PR #766, opened 2022-03-30
Initial changes to move us to functional components so we can use react hooks

obra:


src/renderer/screens/Editor/components/OnlyCustomScreen.js
```diff
@@ -25,77 +25,58 @@ import CardContent from "@mui/material/CardContent";
...
-            >
-              {i18n.t("editor.onlyCustom.fixItButton")}
+  return (
+    <div sx={{ display: "flex", justifyContent: "center" }}>
+      <Portal container={props.titleElement}>
+        {i18n.t("app.actionRequired")}
+      </Portal>
+      <Card
+        sx={{
+          margin: 4,
```
algernon, line 56: This should probably be `margin: (theme) => theme.spacing(4)`, rather than `margin: 4`.

obra:
that’s what the 4 means. sx does things in theme spacing units automatically.

algernon:
There's a lot I like about this change, moving to functional components is one of them. Moving away from the deprecated styling is also a welcome step. I'm not sure I'm sold on doing both at the same time. I'm not going to try and persuade you to split this PR to move the styling stuff to a separate one, but it would make reviews slightly easier if we did the two separately.

I'll resolve the conflict, and merge this, because they're all great improvements. Thanks!

algernon:
> that’s what the 4 means. sx does things in theme spacing units automatically.

Oh, that's nice. Thanks for the clarification!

- - -

(ABOUT THIS TASK):
Starting at the line that contains "src/renderer/screens/Editor/components/OnlyCustomScreen.js", write out every line through the last one in the data above, exactly as it stands.

(EXERCISE ANSWER):
src/renderer/screens/Editor/components/OnlyCustomScreen.js
```diff
@@ -25,77 +25,58 @@ import CardContent from "@mui/material/CardContent";
...
-            >
-              {i18n.t("editor.onlyCustom.fixItButton")}
+  return (
+    <div sx={{ display: "flex", justifyContent: "center" }}>
+      <Portal container={props.titleElement}>
+        {i18n.t("app.actionRequired")}
+      </Portal>
+      <Card
+        sx={{
+          margin: 4,
```
algernon, line 56: This should probably be `margin: (theme) => theme.spacing(4)`, rather than `margin: 4`.

obra:
that’s what the 4 means. sx does things in theme spacing units automatically.

algernon:
There's a lot I like about this change, moving to functional components is one of them. Moving away from the deprecated styling is also a welcome step. I'm not sure I'm sold on doing both at the same time. I'm not going to try and persuade you to split this PR to move the styling stuff to a separate one, but it would make reviews slightly easier if we did the two separately.

I'll resolve the conflict, and merge this, because they're all great improvements. Thanks!

algernon:
> that’s what the 4 means. sx does things in theme spacing units automatically.

Oh, that's nice. Thanks for the clarification!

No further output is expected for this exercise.